*EXERCISE*: Whenever the string "which" turns up in a line of the data below, copy that line.

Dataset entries
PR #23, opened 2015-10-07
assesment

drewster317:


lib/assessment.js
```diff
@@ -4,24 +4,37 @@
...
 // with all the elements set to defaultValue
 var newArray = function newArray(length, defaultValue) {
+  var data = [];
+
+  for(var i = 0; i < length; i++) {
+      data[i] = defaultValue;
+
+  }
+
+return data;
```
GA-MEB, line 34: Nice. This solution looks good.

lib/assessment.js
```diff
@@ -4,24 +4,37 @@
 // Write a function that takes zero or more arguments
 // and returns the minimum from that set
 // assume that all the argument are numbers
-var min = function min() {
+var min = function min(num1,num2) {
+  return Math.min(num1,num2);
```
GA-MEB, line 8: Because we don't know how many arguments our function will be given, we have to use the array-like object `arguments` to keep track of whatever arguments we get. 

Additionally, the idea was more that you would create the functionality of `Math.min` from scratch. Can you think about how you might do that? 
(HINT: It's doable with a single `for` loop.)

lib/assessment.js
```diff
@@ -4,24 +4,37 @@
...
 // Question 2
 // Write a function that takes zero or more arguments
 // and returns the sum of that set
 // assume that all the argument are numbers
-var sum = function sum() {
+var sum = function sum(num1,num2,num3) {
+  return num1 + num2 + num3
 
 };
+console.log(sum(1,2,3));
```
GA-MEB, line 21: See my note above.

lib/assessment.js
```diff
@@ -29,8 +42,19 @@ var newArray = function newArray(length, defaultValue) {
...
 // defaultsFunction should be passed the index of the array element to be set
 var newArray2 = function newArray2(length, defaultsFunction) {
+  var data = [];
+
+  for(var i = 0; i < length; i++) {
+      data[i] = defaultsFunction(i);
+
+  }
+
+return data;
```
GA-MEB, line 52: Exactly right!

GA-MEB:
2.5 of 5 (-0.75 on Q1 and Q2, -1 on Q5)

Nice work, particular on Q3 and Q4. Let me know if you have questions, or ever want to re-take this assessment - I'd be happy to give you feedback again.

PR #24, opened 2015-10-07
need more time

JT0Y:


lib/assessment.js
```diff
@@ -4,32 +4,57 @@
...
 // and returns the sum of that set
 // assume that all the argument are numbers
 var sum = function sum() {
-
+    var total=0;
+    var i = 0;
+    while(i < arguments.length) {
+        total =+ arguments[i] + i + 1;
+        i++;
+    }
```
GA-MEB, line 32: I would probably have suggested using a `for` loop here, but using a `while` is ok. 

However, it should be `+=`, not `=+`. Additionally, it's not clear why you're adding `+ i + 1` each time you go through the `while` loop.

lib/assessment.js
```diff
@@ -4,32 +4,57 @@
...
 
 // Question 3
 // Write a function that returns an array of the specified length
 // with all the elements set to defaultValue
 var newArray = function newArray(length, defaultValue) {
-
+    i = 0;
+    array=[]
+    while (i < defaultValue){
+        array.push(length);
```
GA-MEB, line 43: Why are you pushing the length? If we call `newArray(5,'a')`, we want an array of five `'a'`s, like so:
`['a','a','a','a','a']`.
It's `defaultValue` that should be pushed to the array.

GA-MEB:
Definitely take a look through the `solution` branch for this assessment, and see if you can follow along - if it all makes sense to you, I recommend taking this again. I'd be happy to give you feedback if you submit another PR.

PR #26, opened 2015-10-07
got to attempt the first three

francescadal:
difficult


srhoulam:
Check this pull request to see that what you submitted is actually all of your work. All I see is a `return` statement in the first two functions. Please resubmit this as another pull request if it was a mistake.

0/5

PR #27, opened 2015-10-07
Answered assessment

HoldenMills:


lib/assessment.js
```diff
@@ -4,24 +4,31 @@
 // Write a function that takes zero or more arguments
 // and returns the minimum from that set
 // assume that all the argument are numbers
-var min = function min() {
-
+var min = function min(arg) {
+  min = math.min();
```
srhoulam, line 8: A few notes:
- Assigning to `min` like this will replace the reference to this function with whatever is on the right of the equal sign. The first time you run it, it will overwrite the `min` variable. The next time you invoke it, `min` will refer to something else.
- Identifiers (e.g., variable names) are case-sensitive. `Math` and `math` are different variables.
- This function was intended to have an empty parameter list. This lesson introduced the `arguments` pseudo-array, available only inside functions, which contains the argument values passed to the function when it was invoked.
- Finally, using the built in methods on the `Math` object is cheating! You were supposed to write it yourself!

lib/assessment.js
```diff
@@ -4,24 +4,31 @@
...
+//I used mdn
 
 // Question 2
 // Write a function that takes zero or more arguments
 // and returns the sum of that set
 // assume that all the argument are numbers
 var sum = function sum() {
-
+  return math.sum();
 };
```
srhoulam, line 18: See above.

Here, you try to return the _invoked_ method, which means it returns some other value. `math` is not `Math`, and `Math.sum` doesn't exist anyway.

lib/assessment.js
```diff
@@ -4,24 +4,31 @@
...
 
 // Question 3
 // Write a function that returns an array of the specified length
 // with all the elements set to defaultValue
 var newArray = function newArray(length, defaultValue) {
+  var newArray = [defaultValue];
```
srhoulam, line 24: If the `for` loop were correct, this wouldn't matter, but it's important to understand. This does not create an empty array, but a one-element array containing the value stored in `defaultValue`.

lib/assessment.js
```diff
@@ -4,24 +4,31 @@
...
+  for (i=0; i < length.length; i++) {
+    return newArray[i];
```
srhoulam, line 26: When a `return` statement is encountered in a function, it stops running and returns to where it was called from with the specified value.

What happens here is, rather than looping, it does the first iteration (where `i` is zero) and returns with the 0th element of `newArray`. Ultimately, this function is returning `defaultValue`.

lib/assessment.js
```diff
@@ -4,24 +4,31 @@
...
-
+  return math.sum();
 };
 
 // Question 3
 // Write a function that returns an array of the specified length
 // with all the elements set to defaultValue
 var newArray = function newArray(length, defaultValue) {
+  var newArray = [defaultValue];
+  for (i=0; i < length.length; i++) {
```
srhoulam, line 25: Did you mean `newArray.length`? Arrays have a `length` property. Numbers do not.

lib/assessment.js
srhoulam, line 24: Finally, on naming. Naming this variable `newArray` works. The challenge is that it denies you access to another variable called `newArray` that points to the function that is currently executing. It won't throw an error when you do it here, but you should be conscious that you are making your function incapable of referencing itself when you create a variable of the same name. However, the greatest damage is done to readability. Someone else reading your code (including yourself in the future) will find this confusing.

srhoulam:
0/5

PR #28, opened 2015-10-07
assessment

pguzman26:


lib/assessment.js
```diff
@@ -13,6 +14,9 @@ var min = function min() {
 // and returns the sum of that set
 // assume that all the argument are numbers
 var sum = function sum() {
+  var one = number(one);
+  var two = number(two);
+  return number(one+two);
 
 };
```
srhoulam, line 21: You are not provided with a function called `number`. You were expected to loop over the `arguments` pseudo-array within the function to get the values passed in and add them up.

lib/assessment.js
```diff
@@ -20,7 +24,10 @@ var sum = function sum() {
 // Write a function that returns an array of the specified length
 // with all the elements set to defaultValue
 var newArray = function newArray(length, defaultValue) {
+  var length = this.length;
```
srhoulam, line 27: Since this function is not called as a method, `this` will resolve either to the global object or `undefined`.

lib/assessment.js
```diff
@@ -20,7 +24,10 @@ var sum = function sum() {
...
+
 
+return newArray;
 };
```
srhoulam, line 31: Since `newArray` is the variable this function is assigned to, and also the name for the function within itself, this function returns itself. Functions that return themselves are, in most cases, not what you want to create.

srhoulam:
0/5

==

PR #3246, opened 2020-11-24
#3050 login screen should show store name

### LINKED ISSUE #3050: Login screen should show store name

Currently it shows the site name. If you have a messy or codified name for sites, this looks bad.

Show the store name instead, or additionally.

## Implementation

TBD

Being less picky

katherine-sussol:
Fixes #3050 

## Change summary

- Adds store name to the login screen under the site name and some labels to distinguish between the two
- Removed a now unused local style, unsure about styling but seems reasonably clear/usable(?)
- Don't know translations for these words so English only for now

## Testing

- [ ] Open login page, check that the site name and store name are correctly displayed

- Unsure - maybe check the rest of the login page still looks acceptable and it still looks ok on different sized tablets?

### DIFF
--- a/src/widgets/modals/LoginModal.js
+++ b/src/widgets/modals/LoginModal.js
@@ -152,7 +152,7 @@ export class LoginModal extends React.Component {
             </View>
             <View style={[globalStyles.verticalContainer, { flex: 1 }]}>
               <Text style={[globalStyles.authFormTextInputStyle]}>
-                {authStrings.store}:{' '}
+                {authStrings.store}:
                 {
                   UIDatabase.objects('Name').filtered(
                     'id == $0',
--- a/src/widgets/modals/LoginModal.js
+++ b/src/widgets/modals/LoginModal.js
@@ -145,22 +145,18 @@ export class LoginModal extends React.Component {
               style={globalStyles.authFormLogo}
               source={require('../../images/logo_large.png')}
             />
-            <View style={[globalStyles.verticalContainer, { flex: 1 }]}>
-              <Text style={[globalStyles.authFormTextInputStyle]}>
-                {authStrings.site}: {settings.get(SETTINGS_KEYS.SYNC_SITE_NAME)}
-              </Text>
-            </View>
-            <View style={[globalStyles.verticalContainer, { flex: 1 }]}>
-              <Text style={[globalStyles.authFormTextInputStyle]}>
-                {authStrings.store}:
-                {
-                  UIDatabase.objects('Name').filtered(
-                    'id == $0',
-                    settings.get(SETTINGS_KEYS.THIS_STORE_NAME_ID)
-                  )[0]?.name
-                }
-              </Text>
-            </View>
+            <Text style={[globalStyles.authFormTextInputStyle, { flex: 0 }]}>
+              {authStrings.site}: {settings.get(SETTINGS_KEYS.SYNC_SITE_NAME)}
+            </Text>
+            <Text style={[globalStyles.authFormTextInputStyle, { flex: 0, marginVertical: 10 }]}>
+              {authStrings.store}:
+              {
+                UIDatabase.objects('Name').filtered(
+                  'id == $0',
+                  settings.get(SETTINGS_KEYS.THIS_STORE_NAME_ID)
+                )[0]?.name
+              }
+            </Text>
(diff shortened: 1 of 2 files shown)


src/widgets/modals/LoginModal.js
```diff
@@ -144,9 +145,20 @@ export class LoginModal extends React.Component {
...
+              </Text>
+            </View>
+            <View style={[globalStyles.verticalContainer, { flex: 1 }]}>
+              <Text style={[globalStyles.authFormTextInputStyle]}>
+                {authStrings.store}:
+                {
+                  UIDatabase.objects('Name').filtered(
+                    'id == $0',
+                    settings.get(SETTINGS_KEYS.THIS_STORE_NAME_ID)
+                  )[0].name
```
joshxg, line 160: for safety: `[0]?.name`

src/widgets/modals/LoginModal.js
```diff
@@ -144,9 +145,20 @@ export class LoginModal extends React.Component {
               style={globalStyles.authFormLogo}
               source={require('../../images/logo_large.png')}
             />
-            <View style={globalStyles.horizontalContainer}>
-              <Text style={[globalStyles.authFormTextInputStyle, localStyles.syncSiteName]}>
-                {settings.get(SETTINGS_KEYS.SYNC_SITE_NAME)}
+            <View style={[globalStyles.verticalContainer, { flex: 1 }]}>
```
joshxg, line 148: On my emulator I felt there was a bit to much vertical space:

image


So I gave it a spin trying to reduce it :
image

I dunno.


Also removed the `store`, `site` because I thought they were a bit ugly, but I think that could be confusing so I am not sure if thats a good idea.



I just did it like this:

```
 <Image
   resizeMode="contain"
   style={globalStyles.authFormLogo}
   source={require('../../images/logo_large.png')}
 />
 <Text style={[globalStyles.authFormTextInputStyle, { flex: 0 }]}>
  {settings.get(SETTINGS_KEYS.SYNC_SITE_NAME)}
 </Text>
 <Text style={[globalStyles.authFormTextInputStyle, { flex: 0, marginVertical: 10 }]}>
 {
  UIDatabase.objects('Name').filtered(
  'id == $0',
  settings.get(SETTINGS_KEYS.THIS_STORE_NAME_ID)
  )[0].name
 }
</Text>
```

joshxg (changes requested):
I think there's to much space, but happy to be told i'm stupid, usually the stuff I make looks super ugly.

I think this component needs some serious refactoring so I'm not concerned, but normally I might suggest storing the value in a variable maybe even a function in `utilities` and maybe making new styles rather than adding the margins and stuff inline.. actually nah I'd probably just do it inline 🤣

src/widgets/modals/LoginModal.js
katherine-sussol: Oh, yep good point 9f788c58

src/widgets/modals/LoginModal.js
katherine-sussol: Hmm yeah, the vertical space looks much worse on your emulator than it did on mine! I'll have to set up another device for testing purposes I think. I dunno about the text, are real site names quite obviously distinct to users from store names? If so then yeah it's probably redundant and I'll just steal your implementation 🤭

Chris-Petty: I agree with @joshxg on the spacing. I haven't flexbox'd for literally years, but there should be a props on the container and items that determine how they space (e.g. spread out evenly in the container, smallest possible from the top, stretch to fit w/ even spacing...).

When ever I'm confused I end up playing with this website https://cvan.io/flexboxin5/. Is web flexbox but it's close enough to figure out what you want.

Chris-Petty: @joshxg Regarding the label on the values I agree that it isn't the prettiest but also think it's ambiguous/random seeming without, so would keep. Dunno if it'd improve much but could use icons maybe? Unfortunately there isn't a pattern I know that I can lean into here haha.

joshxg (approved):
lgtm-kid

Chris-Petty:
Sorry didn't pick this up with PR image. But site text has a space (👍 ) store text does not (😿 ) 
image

* * *

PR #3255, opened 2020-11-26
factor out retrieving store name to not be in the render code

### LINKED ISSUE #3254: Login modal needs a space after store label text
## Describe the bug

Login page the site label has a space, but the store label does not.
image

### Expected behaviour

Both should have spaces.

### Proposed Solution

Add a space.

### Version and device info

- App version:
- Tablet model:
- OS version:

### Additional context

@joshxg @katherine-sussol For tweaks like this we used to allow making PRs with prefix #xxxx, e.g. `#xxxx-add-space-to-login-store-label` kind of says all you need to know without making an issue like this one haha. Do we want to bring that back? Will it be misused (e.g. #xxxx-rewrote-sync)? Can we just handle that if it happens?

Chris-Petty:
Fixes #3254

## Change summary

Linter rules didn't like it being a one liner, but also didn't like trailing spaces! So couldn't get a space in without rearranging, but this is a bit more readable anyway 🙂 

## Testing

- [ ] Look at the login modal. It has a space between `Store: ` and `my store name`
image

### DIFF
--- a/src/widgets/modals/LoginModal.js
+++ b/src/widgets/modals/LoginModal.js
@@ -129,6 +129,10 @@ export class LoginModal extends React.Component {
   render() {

*OUTPUT OF THE EXERCISE*:
- This function was intended to have an empty parameter list. This lesson introduced the `arguments` pseudo-array, available only inside functions, which contains the argument values passed to the function when it was invoked.
Here, you try to return the _invoked_ method, which means it returns some other value. `math` is not `Math`, and `Math.sum` doesn't exist anyway.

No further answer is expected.